Excited-state intramolecular proton transfer (ESIPT) process based on ‘naked’ diazaborepins (NDABs) by modification on the parent structure (NDAB-H) is confirmed by experiment and theory calculation. An emission peak is detected at longer wavelength with large Stokes shift in toluene, and a new emission shoulder gradually appeared at short wavelength as the increase of solvent polarity, indicating the ESIPT process is tuned by solvent. Herein, the solvent effect and the mechanism of the ESIPT reaction are further investigated by DFT calculation. Without considering the effect of proton in solvent, seven aprotic solvents with different dielectric constant from DMSO (46.8) to cyclohexane (1.18) are chosen. Typical bond lengths, angles, electron distribution and transfer on frontier molecular orbital and thermodynamics analysis are discussed in different solvents for comparison. This work proved that the ESIPT process is inhibited as the increase of the solvent polarity that is in good agreement with the experimental date.

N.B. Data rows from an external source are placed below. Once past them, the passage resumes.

PR #45, opened 2017-02-18
DM-9112: Determine strategy for dealing with butler proxies in pybind11

pschella:


include/lsst/daf/persistence/pybind11/readProxy.h
```diff
@@ -0,0 +1,79 @@
...
+};
+
+/** Register a type for (optional) lazy load.
+  * 
+  * When called in the pybind11 wrapper this function adds an implict conversion
+  * from ReadProxy to the registered type.
+  * 
+  * @tparam OutputType Type to register (e.g. DateTime)
+  */
+
```
TallJimbo: Superfluous newline (which may or may not mess up Doxygen parsing, but best to be safe and remove it).

include/lsst/daf/persistence/pybind11/readProxy.h
```diff
@@ -0,0 +1,79 @@
...
+template <typename OutputType> void register_proxy() {
+    namespace py = pybind11;
+    auto implicit_caster = [](PyObject *obj, PyTypeObject *type) -> PyObject * {
+        if (!py::detail::make_caster<lsst::daf::persistence::python::ReadProxyBase>().load(obj, false))
+            return nullptr;
```
TallJimbo: Please use braces around `if` block.

include/lsst/daf/persistence/pybind11/readProxy.h
```diff
@@ -0,0 +1,79 @@
...
+        if (result == nullptr) {
+            PyErr_Clear();  // needed to fall through to next conversion
+        }
+        return result;
+    };
+
+    if (auto tinfo = py::detail::get_type_info(typeid(OutputType)))
+        tinfo->implicit_conversions.push_back(implicit_caster);
+    else
+        py::pybind11_fail("register_proxy: Unable to find type " + py::type_id<OutputType>());
```
TallJimbo: Please add braces.

Also, I assume this failure occurs when `register_proxy<T>()` is called before `py::class_<T,...>` is constructed?  If so, it might be helpful to include that in the error message.

python/lsst/daf/persistence/persistence.cc
```diff
@@ -7,24 +7,32 @@
...
+namespace daf {
+namespace persistence {
 
 PYBIND11_PLUGIN(_persistence) {
     py::module mod("_persistence", "Access to the classes from the daf_persistence persistence library");
 
-    py::class_<Persistence, std::shared_ptr<Persistence>, lsst::daf::base::Citizen> cls(mod, "Persistence");
+    py::class_<python::ReadProxyBase, std::shared_ptr<python::ReadProxyBase>>(mod, "ReadProxyBase")
+        .def(py::init<>())
+        .def_readwrite("subject", &python::ReadProxyBase::subject);
```
TallJimbo: Could we call this `__subject__` and remove `__subject__` from `ReadProxy.__slots__`?  It's possible we might also have to replace `object.__getattribute__` in `ReadProxy` with `ReadProxyBase.__getattribute__` (I don't know if pybind11 overrides that, but it's conceivable that it does for e.g. static properties).

In any case, I do think it'd be worth some effort to avoid having the proxy introduce another attribute, *especially* a non-dunder one.

tests/butlerProxy.py
```diff
@@ -0,0 +1,81 @@
...
+        # First try with immediate read, this should obviously work
+        dt = self.butler.get("dt", ccd=1, immediate=True)
+        self.assertIsInstance(dt, dafBase.DateTime)
+        self.assertTrue(isValidDateTime(dt))
+
+        # Now try again with lazy read
+        dt = self.butler.get("dt", ccd=1, immediate=False)
+        self.assertIsInstance(dt, dafPersist.readProxy.ReadProxy)
+        self.assertTrue(isValidDateTime(dt))
+
```
TallJimbo: It might be good to try passing something that isn't a valid `DateTime` or a proxy to `isValidDateTime` to make sure the exception type (at least) and hopefully the message are what they would be if we didn't register a proxy for it.

tests/testLib.cc
```diff
@@ -0,0 +1,24 @@
+#include <pybind11/pybind11.h>
```
TallJimbo: Use quotes, not angle brackets for this include.

include/lsst/daf/persistence/pybind11/readProxy.h
```diff
@@ -0,0 +1,79 @@
...
+ * GNU General Public License for more details.
+ * 
+ * You should have received a copy of the LSST License Statement and 
+ * the GNU General Public License along with this program.  If not, 
+ * see <http://www.lsstcorp.org/LegalNotices/>.
+ */
+ 
+#ifndef LSST_DAF_PERSISTENCE_PYTHON_READPROXY_H
+#define LSST_DAF_PERSISTENCE_PYTHON_READPROXY_H
+
```
TallJimbo: Missing some includes?  Needs at least `#include "pybind11/pybind11.h"`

通过修饰母体结构（NDAB-H），基于“裸”重氮杂配蛋白（NDAB）的激发态分子内质子转移（ESIPT）过程）通过实验和理论计算得到证实。在较长的波长处检测到一个发射峰，甲苯中的斯托克斯位移较大，并且随着溶剂极性的增加，在短波长处逐渐出现了一个新的发射峰，这表明ESIPT过程受溶剂的影响。在此，通过DFT计算进一步研究了溶剂效应和ESIPT反应的机理。在不考虑质子在溶剂中的影响的情况下，选择了介电常数从DMSO（46.8）到环己烷（1.18）不同的七种非质子溶剂。在不同溶剂中讨论了前沿分子轨道和热力学分析中的典型键长，键角，电子分布和转移，以进行比较。